Our experimental procedure involved diet-induced membrane composition changes and determination of life span of the animals as suggested by Hulbert et al. (2006a). However, life span clearly was unaffected by this manipulation (Fig. 3), despite the fact that we detected pronounced differences in membrane composition in the mice and thus, might have affected ROS production by the incorporation of certain PUFAs to the tissue. Thus, our results contradict the ‘membrane pacemaker hypothesis of aging’. Some possible explanations for this outcome are:

(1) The dietary fatty acid supplementation might not have been strong enough to bring about an increase in lipid peroxidation and ROS production. However, this possibility is very unlikely because a 20% difference in n-3 PUFA content in heart phospholipids, as observed in our study, should have affected lipid peroxidation and ROS production. During lipid peroxidation, a free radical (originating from metabolism) attacks a hydrogen from a polyunsaturated lipid molecule, thereby leaving the carbohydrate chain with an unpaired electron and modifying it to a radical itself (Holman 1954). Thus, ROS attack on membrane bilayers should not only harm the molecule and prevent it from proper functioning but even produce more oxidative stress in the end (reviewed in Hulbert 2010). In line with this, even a small difference in membrane PUFA content or n-3 content should greatly affect ROS production. Among small mammals, a 20% difference in n-3 PUFA content was reported in muscle phospholipids from a mole (Talpa europaea) and a hedgehog (Erinacaeus europaeus) with their maximum life span differing by 10 years (Valencak and Ruf 2007). Also, in support of the ‘membrane pacemaker hypothesis of aging’, very low n-3 PUFA contents were also reported from erythrocyte membranes in humans (Puca et al. 2008) who clearly are exceptionally long-lived among mammals. Equally, African elephants that live up to 70 years (Carey and Judge 2000) were found to have very low n-3 PUFA contents of 9.6% in muscle phospholipids (Valencak and Ruf 2007) as opposed to 30% in heart phospholipids of C57Bl/6 mice (this study). Our results suggest that while n-3 PUFA content (and specifically, a high n-3/n-6 PUFA ratio) in muscle phospholipids in a variety of mammals is correlated with a shorter life span (Valencak and Ruf 2007), the same relationship does not hold true within a species. This lack of a causal relation between membrane composition and life span is even more surprising given the fact that we reached the highest reported membrane unsaturation for C57Bl/6 mice.

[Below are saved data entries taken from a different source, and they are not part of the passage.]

PR #393, opened 2016-11-09
Quick fix for scroll crash

stscieisenhamer:
The debug message was trying to format None as a float.
Made formatting generic.


ejeschke:
Thank you, @stscieisenhamer!  That was quick!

(2) One could argue that we did not confirm the n-3/n-6 PUFA relationship with longevity because we sampled heart and liver tissues instead of skeletal muscle. Skeletal muscle and heart phospholipid fatty acid composition, however, usually correlate very well (Valencak et al. 2003; Hulbert et al. 2007; Valencak and Ruf 2007) so this point seems unlikely. Also, PUFA contents of muscle, heart, and brain co-vary among the longest living rodents and similarly sized, but short-lived mice (Hulbert et al. 2006b) so the sampling of skeletal muscle most likely would not have changed any of our results. As primary sites of ROS generation, mitochondrial membrane fatty acid composition might be of great importance for testing the predictions of the membrane pacemaker hypothesis. Yet, there is evidence available that mitochondrial membrane fatty acid content tightly co-varies with tissue fatty acid composition (reviewed in Hulbert et al. 2007), so we are confident that observing mitochondrial membrane composition would not have changed our conclusions.

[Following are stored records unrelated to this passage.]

PR #401, opened 2016-11-14
MultiDim to use new FITS I/O interface

### LINKED ISSUE #399: Update MultiDim to use new I/O interface
This is a follow-up of #397, since now `MultiDim` can use some clean-up to take advantage of the cleaner FITS I/O behind the scene.

pllim:
Fixes #399 . Also see #397. Also some PEP8 clean-ups on `MultiDim` and `AstroImage`.

### DIFF
--- a/ginga/AstroImage.py
+++ b/ginga/AstroImage.py
@@ -6,7 +6,6 @@
 #
 import sys
 import math
-#import time
 import traceback
 
 import numpy
@@ -640,7 +639,6 @@ class AstroImage(BaseImage):
         ra_lbl, dec_lbl = six.unichr(945), six.unichr(948)
 
         # Calculate WCS coords, if available
-        #ts = time.time()
         try:
             if self.wcs is None:
                 self.logger.debug("No WCS for this image")
@@ -652,7 +650,6 @@ class AstroImage(BaseImage):
 
             elif self.wcs.coordsys == 'pixel':
                 args = [data_x, data_y] + self.revnaxis
-                # args = (data_x, data_y)
                 x, y = self.wcs.pixtosystem(args, system=system, coords='data')
                 ra_txt = "%+.3f" % (x)
                 dec_txt = "%+.3f" % (y)
@@ -661,7 +658,6 @@ class AstroImage(BaseImage):
             else:
                 args = [data_x, data_y] + self.revnaxis
 
-                # args = (data_x, data_y)
                 lon_deg, lat_deg = self.wcs.pixtosystem(
                     args, system=system, coords='data')
 
@@ -707,7 +703,6 @@ class AstroImage(BaseImage):
                 tb_str = "Traceback information unavailable."
                 self.logger.error(tb_str)
 
-        #te = time.time() - ts
         info = Bunch.Bunch(itype='astro', data_x=data_x, data_y=data_y,
                            x=data_x, y=data_y,
                            ra_txt=ra_txt, dec_txt=dec_txt,
--- a/ginga/AstroImage.py
+++ b/ginga/AstroImage.py
@@ -420,7 +420,6 @@ class AstroImage(BaseImage):
         header = self.get_header()
         ((xrot_ref, yrot_ref),
          (cdelt1_ref, cdelt2_ref)) = wcs.get_xy_rotation_and_scale(header)
-        #ref_rot = yrot_ref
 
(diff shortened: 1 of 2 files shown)


ginga/misc/plugins/MultiDim.py
```diff
@@ -316,38 +318,8 @@ def close(self):
...
-        if not auto_start:
-            return False
-
-        # Start ourselves if GUI is not up yet
-        if not self.gui_up:
-            self.fv.start_local_plugin(self.chname, str(self), None)
-
-        return True
-
-
```
ejeschke: @pllim, why remove `redo()`?  It means that `MultiDim` does not reinitialize properly if a new image is set in the channel.  It will display incorrect information, and it will contain the previous image's open `fits_f`.

ginga/misc/plugins/MultiDim.py
```diff
@@ -399,24 +371,14 @@ def set_hdu(self, idx):
...
-        else:
-            # inherit from primary header?
-            inherit_prihdr = self.fv.settings.get('inherit_primary_header',
-                                                  False)
-
-            image = AstroImage.AstroImage(logger=self.logger,
-                                          inherit_primary_header=inherit_prihdr)
-
-        self.image = image
```
ejeschke: I like how this collapses nicely and the plugin no longer has to figure out what kind of object to create.

ginga/AstroImage.py
```diff
@@ -643,7 +640,7 @@ def info_xy(self, data_x, data_y, settings):
         ra_lbl, dec_lbl = six.unichr(945), six.unichr(948)
 
         # Calculate WCS coords, if available
-        ts = time.time()
+        #ts = time.time()
```
ejeschke: we can probably remove these timing calls.  They were there to measure the slowness of astropy coordinate conversions.  But now that problem is handled elsewhere by just not calling this function as frequently.

ginga/AstroImage.py
```diff
@@ -655,22 +652,23 @@ def info_xy(self, data_x, data_y, settings):
 
             elif self.wcs.coordsys == 'pixel':
                 args = [data_x, data_y] + self.revnaxis
-                x, y = self.wcs.pixtosystem(#(data_x, data_y),
-                    args, system=system, coords='data')
+                # args = (data_x, data_y)
```
ejeschke: I think this commented line can be removed as well.

ginga/misc/plugins/MultiDim.py
pllim: The `redo()` that I removed is a **duplicate**. In fact, my Emacs was complaining that it had be superseded by the second `redo()` method farther down.

ginga/AstroImage.py
pllim: Done.

ginga/AstroImage.py
pllim: Done.

ginga/misc/plugins/MultiDim.py
ejeschke: Good grief.  Ok, well that's shrinks the code even more and that's good too.

pllim:
@ejeschke , so is this good to merge now?

ginga/AstroImage.py
```diff
@@ -425,7 +420,7 @@ def mosaic_inline(self, imagelist, bg_ref=None, trim_px=None,
         header = self.get_header()
         ((xrot_ref, yrot_ref),
          (cdelt1_ref, cdelt2_ref)) = wcs.get_xy_rotation_and_scale(header)
-        ref_rot = yrot_ref
+        #ref_rot = yrot_ref
```
ejeschke: I think we can remove this comment if not used in any commented code below

ejeschke:
@pllim, you can merge it if you've tested thoroughly.  Otherwise I'll test it and merge a little later today.

ginga/AstroImage.py
pllim: I couldn't find any usage of `ref_rot`. It is deleted.

pllim:
@ejeschke , extra tests wouldn't hurt. I don't have Subaru data to test with. So I'll wait for you to merge then. There is no real rush on my side. Thanks!

ejeschke:
Merged.

pllim:
Thanks!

(3) Rather, we suggest that the relationship between membrane unsaturation, ROS production, and life span has been overestimated in the past and is in fact too weak to cause a significantly shorter life span. Our results indicate that a high degree of membrane unsaturation, and hence a high potential for ROS production, did not affect life span. On a more general ground, the impact of cellular oxidative damage/ROS on an animal’s life span needs further clarification. For instance, naked mole rats that are exceptionally long-lived animals for their size (Buffenstein 2008) possess low membrane unsaturation but at the same time produce high levels of ROS (Andziak et al. 2006; Andziak and Buffenstein 2006). Additionally, orally administered antioxidants have been proven to be ineffective in diminishing ROS (Selman et al. 2006) and finally, over-expression of antioxidant enzymes in mice does not extend life span (Perez et al. 2009). In sum, there is increasing evidence that is inconsistent with the oxidative stress framework of aging thus suggesting that no single component can convincingly explain the complex interactions among factors involved in the aging process. Related to this, we conclude that an experimentally altered membrane composition alone does not dictate life span but rather, tissue membrane composition and MLSP might be linked in a more complex interaction.

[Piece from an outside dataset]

PR #407, opened 2016-11-23
Refactor reference viewer

ejeschke:
This plugin reorganizes and consolidates the reference viewer code under `ginga.rv`.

Correlation between MUFAs and life span

Surprisingly, we observed that the content of monounsaturated fatty acids in heart phospholipids was positively related to life span, no matter to which experimental group the animals had been assigned (Fig. 5). The eldest mice had the highest content of monounsaturated fatty acids in their heart phospholipids. High contents of MUFAs have also been reported from liver and skeletal muscle phospholipids in the long-lived echidna (Hulbert et al. 2008). Similarly, Buttemer et al. 2008 showed that cardiac phospholipids of long-living petrels contain about 20% higher MUFAs than those from shorter living gallinaceous species. While allometric scaling for MUFA contents in skeletal muscle membranes of nine different bird species also suggested that longer living birds have higher MUFAs (Hulbert et al. 2002), the same trend could not be confirmed in a 42-mammal comparison have been found in mammals (Valencak and Ruf 2007). In a feeding trial with similar experimental groups like in this study, Du et al. (2001) did not find any relationship between MUFA content in hepatic triacylglycerols and life span even though they examined the same strain of mice. From epidemiological studies and feeding trials in humans, it has been suggested that MUFAs could positively impact on blood pressure, although the mechanism is yet unknown (Alonso et al. 2006). As mammals can synthesise monounsaturated fatty acids de novo we conclude that, when our experimental animals became older, they may have relocated MUFAs into heart phospholipids. The observed pattern was absent in liver tissues, however, so we need to be cautious with more interpretations of this finding. Further studies are needed to identify a causative effect of monosaturated fatty acids on life span.


During the study, T.G.V. was funded by grant P17794-B06 to T.R. and by grant T 376-B17 to T.G.V. from the Austrian Science Fund, and by the province of Lower Austria. We are grateful to the animal house facility staff (Michaela Salaba, Peter Steiger), and to Beatrice Grafl for their assistance. Barbara Bauer helped with tissue sampling and Katharina Brugger assisted T.G.V. with R programming. We would like to thank Michael Hämmerle who performed all chemical analyses under direction of Frieda Tataruch. All experiments described here were approved by the ethics committee of the University of Veterinary Medicine Vienna and comply with the current laws in Austria, where the experiments were performed.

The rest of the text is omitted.